Choir 4.5 minutes Music by Shase Hernandez Text by Walt Whitman
As Adam Early in the Morning was written for a choral composition competition. In many ways it is a response to its sister, the solo work called "As Adam Early in the Morning" which was, itself, written for an art song competition. I was intrigued by the text, one of many provided that could be used as the basis for a work in these competitions. In the original work the text was used in a more literal fashion as though one were speaking to another. In this version I expanded on my interpretation of the piece and allowed myself to indulge the religious undertones of the text to further influence it. Angels speak and watch over the supposed "Adam" and "Eve" is introduced even though there is no mention of her in the text.
I found, as I was writing this piece, that at least to one professor of mine that my approach was rather controversial. I appreciated this criticism, however, as it only helped me understand my own relationship to art. For me, I believe that once art leaves the hand of the artist it is now free to be its own thing in the world. Undoubtedly, I have my own intentions and ideas in writing a piece of music but I do not believe that this prevents others from gaining something of their own from it in their personal experience that may or may not agree with my own thoughts on my work. This friction of ideas ultimately pushed me to further explore what the text meant to me. It appeared to have worked as this piece won the choral composition competition and even today it stands as one of few works where I feel truly satisfied with it.
I was immediately struck by the tight form and structure of this piece when I first played through it, and it was further convincing to hear it performed. The cascading "mm" refrain really holds it together, and I admire the restraint and willingness to take [his] time — not selling this text, but serving it.
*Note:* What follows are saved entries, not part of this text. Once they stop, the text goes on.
Issue #82, opened 2023-03-28
The `session-answers` table is redundant as all that information is also duplicated in the individual `sessions`


deepansh96:

suryabulusu:
Handled in #84

PR #84, opened 2023-03-28
Removed dependency on redundant `session_answers` table + optimized some mongo queries

### LINKED ISSUE #83: At some places we're updating just one key of an object or one element of an array but we send the whole object to MongoDB to update which is inefficient.

deepansh96:
Fixes #83 #82 
ADR - https://www.notion.so/avantifellows/ADR-Quiz-Backend-DB-optimization-66e73d0531854098a2702fee070e2fc5

### DIFF
--- a/app/routers/session_answers.py
+++ b/app/routers/session_answers.py
@@ -8,50 +8,50 @@ from utils import remove_optional_unset_args
 router = APIRouter(prefix="/session_answers", tags=["Session Answers"])
 
 
-@router.patch("/{session_answer_id}", response_model=SessionAnswerResponse)
-async def update_session_answer(
-    session_answer_id: str, session_answer: UpdateSessionAnswer
+@router.patch("/{session_id}/{position_index}", response_model=SessionAnswerResponse)
+async def update_session_answer_in_a_session(
+    session_id: str, position_index: int, session_answer: UpdateSessionAnswer
 ):
+    """
+    Update a session answer in a session by its position index in the session answers array
+    Path Params:
+    session_id - the id of the session
+    position_index - the position index of the session answer in the session answers array. This corresponds to the position of the question in the quiz
+    """
     session_answer = remove_optional_unset_args(session_answer)
     session_answer = jsonable_encoder(session_answer)
 
-    if (client.quiz.session_answers.find_one({"_id": session_answer_id})) is None:
+    # check if the session exists
+    session = client.quiz.sessions.find_one({"_id": session_id})
+    if session is None:
         raise HTTPException(
             status_code=status.HTTP_404_NOT_FOUND,
-            detail=f"session_answer {session_answer_id} not found",
+            detail=f"Provided session with id {session_id} not found",
         )
+
+    # check if the session has session answers key
+    if "session_answers" not in session or session["session_answers"] is None:
+        raise HTTPException(
+            status_code=status.HTTP_404_NOT_FOUND,
+            detail=f"No session answers found in the session with id {session_id}",
+        )
+
+    # check if the session answer index that we're trying to access is out of bounds or not
+    if position_index > len(session["session_answers"]):
+        raise HTTPException(
+            status_code=status.HTTP_400_BAD_REQUEST,
+            detail=f"Provided position index {position_index} is out of bounds of length of the session answers array",
+        )
+
+    # constructing the $set query for mongodb
+    setQuery = {}
+    for key, value in session_answer.items():
+        setQuery[f"session_answers.{position_index}.{key}"] = value
 
     # update the document in the session_answers collection
-    client.quiz.session_answers.update_one(
-        {"_id": session_answer_id}, {"$set": session_answer}
-    )
+    client.quiz.sessions.update_one({"_id": session_id}, {"$set": setQuery})
 
-    updated_session_answer = client.quiz.session_answers.find_one(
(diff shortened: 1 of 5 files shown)


app/routers/session_answers.py
```diff
@@ -8,62 +8,76 @@
 router = APIRouter(prefix="/session_answers", tags=["Session Answers"])
 
 
-@router.patch("/{session_answer_id}", response_model=SessionAnswerResponse)
-async def update_session_answer(
-    session_answer_id: str, session_answer: UpdateSessionAnswer
+@router.patch("/{session_id}/{position_index}", response_model=SessionAnswerResponse)
+async def update_session_answer_in_a_session(
+    session_id: str, position_index: int, session_answer: UpdateSessionAnswer
```
pritamps, line 13: Ah cool :)

app/routers/session_answers.py
```diff
@@ -8,62 +8,76 @@
...
+            detail=f"No session answers found in the session with id {session_id}",
+        )
 
-    # update the document in the sessions collection if this answer
-    # is present in the subset of session answers we store in the document
-    # corresponding to the session
-    session_to_update = client.quiz.sessions.find_one(
-        {"_id": updated_session_answer["session_id"]}
-    )
+    # check if the session answer index that we're trying to access is out of bounds or not
```
pritamps, line 39: Is there a possibility of this error coming up, or this check is just for safety?

app/routers/session_answers.py
```diff
@@ -8,62 +8,76 @@
...
-    if update_session:
-        client.quiz.sessions.update_one(
-            {"_id": session_to_update["_id"]},
-            {"$set": {"session_answers": session_answers}},
-        )
+    # update the document in the session_answers collection
+    client.quiz.sessions.update_one({"_id": session_id}, {"$set": setQuery})
 
-    return JSONResponse(status_code=status.HTTP_200_OK, content=updated_session_answer)
+    return JSONResponse(status_code=status.HTTP_200_OK, content=session_answer)
```
pritamps, line 54: Do we need to return the `session_answer` for frontend? Or just returning `OK` will be enough?

pritamps (commented):
Looks good to me. Just questions for my own context building!

app/routers/session_answers.py
suryabulusu: I don't think it is possible. When we create a session, we also create an array of session answers with size `len(questions)`. Position index will be bound by the same size, so we won't access out of bounds. But good safety check

app/routers/session_answers.py
suryabulusu: we don't use the response anywhere. but i'm a little bit confused wrt response model `SessionAnswerResponse`. It needs to have a `session_id` key which is not there in current response. Will get back here after reading entire code

app/routers/session_answers.py
```diff
@@ -8,62 +8,76 @@
...
+            detail="Either session_id is wrong or position_index is out of bounds",
         )
-    ) is not None:
-        return session_answer
 
-    raise HTTPException(
-        status_code=status.HTTP_404_NOT_FOUND,
-        detail=f"session_answer {session_answer_id} not found",
+    return JSONResponse(
+        status_code=status.HTTP_200_OK, content=aggregation_result[0]["session_answer"]
```
suryabulusu, line 82: does this content response contain `session_id` key? which is supposed to be there in `response_model` for this function

app/routers/sessions.py
```diff
@@ -120,17 +116,10 @@ async def create_session(session: Session):
...
-    # update with new session_id and insert to db
-    for index, _ in enumerate(session_answers):
-        session_answers[index]["session_id"] = new_session.inserted_id
-
-    client.quiz.session_answers.insert_many(session_answers)
+    client.quiz.sessions.insert_one(current_session)
 
     # return the created session
-    return JSONResponse(status_code=status.HTTP_201_CREATED, content=created_session)
+    return JSONResponse(status_code=status.HTTP_201_CREATED, content=current_session)
```
suryabulusu, line 122: `current_session` doesn't have the new `_id` corresponding to `client.quiz.sessions.insert_one(current_session)` na.. we need to send the object after insertion. I think we need to retain `created_session` variable

app/routers/session_answers.py
deepansh96: Have updated. Returning nothing back to frontend and removed the response model

app/routers/session_answers.py
deepansh96: Removed the response model from this. This is anyway just used by the backend tests and not used anywhere in the frontend

app/routers/sessions.py
```diff
@@ -212,15 +204,14 @@ async def update_session(session_id: str, session_updates: UpdateSession):
     ):
         # if `time_remaining` key is not present =>
         # no time limit is set, no need to respond with time_remaining
-        session["time_remaining"] = max(0, session["time_remaining"] - time_elapsed)
+        time_remaining = max(0, session["time_remaining"] - time_elapsed)
+        session_update_query["$set"] = {"time_remaining": time_remaining}
         response_content = {"time_remaining": session["time_remaining"]}
```
suryabulusu, line 209: should be `response_content = {"time_remaining": time_remaining]}` since we haven't updated in session yet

—An Anonymous Judge's Comments
As Adam Early in the Morning (1860)
Walt Whitman (1819-1892)
As Adam early in the morning,
Walking forth from the bower refresh’d with sleep,
Behold me where I pass, hear my voice, approach,
Touch me touch the palm of your hand to my body as I pass,
Be not afraid of my body.
This recording is a combination of a performance by the International Orange Choral and a composer lead choir. (May the music gods have mercy on my soul for such a recording Frankenstein blasphemy.)